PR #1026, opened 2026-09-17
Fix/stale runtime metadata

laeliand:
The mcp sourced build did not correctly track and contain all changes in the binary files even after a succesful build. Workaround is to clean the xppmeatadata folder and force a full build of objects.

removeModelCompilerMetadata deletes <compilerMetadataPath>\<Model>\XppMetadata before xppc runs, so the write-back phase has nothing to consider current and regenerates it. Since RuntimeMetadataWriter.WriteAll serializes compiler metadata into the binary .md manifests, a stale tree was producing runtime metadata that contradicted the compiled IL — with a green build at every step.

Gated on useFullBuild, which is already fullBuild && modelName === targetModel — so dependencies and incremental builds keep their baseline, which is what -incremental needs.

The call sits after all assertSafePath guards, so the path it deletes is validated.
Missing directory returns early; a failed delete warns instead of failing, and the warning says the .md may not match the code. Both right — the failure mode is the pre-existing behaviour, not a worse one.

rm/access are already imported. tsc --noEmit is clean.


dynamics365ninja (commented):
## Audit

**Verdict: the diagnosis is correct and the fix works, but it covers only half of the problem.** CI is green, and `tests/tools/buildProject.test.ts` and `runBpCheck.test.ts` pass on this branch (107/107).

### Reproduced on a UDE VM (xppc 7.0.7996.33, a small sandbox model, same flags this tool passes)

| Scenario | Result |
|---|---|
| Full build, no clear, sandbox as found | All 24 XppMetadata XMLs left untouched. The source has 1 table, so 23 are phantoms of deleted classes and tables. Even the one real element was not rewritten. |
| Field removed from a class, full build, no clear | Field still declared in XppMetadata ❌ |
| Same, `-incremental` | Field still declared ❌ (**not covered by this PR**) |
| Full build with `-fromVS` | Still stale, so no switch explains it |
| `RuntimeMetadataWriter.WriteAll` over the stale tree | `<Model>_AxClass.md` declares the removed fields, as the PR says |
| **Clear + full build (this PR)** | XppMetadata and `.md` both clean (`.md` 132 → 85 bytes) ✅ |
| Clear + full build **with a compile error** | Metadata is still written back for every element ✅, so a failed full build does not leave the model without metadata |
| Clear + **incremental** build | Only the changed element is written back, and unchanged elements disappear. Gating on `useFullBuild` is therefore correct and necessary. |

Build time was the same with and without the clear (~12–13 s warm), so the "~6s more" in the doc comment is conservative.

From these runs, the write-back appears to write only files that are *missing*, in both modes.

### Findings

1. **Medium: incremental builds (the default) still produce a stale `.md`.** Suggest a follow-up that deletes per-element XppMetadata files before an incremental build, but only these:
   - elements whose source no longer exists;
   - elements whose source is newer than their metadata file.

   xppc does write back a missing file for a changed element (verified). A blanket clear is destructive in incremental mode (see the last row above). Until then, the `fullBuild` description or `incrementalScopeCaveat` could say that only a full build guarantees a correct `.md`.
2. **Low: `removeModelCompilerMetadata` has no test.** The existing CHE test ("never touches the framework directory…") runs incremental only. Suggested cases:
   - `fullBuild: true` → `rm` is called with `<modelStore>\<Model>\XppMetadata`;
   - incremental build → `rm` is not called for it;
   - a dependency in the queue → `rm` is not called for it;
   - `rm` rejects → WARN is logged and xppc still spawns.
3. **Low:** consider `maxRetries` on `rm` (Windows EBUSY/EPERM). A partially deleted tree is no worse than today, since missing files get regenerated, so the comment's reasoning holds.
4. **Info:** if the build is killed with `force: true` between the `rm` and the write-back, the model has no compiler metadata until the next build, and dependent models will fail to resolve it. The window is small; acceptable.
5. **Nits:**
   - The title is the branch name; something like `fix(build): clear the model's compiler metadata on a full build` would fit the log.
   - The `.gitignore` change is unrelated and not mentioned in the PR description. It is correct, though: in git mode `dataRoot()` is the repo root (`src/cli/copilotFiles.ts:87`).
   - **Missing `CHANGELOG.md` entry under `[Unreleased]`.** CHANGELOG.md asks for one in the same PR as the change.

□ □ □ □ □

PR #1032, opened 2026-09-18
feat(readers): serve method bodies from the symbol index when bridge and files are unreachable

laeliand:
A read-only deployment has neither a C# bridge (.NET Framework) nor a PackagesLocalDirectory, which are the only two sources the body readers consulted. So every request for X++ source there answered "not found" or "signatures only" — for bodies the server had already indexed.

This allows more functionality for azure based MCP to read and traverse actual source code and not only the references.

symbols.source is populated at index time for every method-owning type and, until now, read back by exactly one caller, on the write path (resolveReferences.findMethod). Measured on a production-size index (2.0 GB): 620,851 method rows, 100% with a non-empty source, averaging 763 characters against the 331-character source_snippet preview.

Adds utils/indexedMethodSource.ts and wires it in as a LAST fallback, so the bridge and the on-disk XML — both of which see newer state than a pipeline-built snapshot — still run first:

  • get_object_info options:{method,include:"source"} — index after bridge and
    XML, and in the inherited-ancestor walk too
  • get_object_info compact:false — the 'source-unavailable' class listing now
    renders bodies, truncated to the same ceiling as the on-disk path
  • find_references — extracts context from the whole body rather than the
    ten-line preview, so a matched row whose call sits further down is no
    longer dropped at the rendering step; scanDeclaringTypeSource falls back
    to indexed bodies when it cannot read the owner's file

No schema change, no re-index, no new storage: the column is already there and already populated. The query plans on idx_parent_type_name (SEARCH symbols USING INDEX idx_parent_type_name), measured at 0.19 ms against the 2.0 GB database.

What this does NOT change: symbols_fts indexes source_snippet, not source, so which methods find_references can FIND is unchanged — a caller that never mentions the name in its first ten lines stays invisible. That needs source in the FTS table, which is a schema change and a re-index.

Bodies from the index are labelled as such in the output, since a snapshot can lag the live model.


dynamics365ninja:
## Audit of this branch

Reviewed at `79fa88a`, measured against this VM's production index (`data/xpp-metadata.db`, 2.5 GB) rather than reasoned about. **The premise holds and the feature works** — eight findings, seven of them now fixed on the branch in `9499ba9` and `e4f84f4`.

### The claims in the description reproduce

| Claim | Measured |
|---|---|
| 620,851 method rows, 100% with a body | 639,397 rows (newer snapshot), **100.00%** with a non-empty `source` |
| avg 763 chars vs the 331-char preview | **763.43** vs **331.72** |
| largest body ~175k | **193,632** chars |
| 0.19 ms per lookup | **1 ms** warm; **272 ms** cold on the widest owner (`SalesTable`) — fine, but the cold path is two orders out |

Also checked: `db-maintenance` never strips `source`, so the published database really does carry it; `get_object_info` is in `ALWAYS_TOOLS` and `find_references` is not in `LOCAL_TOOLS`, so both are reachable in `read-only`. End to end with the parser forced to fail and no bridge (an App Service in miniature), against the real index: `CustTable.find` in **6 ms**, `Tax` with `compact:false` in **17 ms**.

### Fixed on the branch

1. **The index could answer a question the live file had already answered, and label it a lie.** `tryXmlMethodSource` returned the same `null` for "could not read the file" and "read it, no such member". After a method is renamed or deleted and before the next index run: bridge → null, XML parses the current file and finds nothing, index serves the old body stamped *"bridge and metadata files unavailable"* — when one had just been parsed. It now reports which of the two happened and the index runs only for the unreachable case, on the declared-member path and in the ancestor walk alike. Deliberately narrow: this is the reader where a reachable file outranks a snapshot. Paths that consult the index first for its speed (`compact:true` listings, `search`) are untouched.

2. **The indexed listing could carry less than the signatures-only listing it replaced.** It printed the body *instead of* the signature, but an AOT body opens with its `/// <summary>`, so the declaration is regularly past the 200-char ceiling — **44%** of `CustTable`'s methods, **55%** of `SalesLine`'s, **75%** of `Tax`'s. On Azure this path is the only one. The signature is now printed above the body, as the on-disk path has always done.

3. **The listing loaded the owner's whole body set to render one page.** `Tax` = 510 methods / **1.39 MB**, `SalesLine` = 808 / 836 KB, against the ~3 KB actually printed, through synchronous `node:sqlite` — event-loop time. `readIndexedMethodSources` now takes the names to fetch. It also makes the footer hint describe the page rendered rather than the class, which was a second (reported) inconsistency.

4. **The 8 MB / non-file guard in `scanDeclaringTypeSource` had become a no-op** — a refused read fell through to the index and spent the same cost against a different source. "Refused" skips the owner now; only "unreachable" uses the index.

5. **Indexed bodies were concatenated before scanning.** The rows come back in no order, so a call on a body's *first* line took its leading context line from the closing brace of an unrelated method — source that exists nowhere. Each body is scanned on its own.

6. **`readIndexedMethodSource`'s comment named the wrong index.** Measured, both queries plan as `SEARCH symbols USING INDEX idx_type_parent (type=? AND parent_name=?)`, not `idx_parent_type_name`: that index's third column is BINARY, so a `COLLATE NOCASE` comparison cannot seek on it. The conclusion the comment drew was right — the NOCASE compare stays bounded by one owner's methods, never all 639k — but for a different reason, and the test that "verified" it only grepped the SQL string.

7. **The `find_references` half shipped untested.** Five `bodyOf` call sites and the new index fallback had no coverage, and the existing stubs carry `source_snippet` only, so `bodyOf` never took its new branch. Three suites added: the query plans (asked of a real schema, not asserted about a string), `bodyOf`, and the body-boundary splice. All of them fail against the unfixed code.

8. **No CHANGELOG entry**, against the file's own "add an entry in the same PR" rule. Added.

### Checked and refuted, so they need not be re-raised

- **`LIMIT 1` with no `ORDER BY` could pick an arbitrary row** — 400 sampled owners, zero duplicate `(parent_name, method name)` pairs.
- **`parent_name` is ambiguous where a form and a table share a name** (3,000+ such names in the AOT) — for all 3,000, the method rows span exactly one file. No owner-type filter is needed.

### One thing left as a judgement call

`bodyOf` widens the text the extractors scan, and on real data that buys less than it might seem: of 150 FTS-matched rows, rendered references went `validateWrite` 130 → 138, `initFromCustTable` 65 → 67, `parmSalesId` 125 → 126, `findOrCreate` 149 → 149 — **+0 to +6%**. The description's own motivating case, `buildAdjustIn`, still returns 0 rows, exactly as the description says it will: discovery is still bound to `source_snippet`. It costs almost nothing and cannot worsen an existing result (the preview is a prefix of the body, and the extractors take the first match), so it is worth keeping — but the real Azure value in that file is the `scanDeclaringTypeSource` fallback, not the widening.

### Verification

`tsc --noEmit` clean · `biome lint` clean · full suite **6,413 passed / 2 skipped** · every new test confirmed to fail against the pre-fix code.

□ □ □ □ □

> [What you are asked to do]: From the listing above, the lines starting with the one that has "PR #1026, opened 2026-09-17" and running through the one that has "### Reproduced on" should be copied exactly, ends included.

> [Exercise solution]:
PR #1026, opened 2026-09-17
Fix/stale runtime metadata

laeliand:
The mcp sourced build did not correctly track and contain all changes in the binary files even after a succesful build. Workaround is to clean the xppmeatadata folder and force a full build of objects.

removeModelCompilerMetadata deletes <compilerMetadataPath>\<Model>\XppMetadata before xppc runs, so the write-back phase has nothing to consider current and regenerates it. Since RuntimeMetadataWriter.WriteAll serializes compiler metadata into the binary .md manifests, a stale tree was producing runtime metadata that contradicted the compiled IL — with a green build at every step.

Gated on useFullBuild, which is already fullBuild && modelName === targetModel — so dependencies and incremental builds keep their baseline, which is what -incremental needs.

The call sits after all assertSafePath guards, so the path it deletes is validated.
Missing directory returns early; a failed delete warns instead of failing, and the warning says the .md may not match the code. Both right — the failure mode is the pre-existing behaviour, not a worse one.

rm/access are already imported. tsc --noEmit is clean.


dynamics365ninja (commented):
## Audit

**Verdict: the diagnosis is correct and the fix works, but it covers only half of the problem.** CI is green, and `tests/tools/buildProject.test.ts` and `runBpCheck.test.ts` pass on this branch (107/107).

### Reproduced on a UDE VM (xppc 7.0.7996.33, a small sandbox model, same flags this tool passes)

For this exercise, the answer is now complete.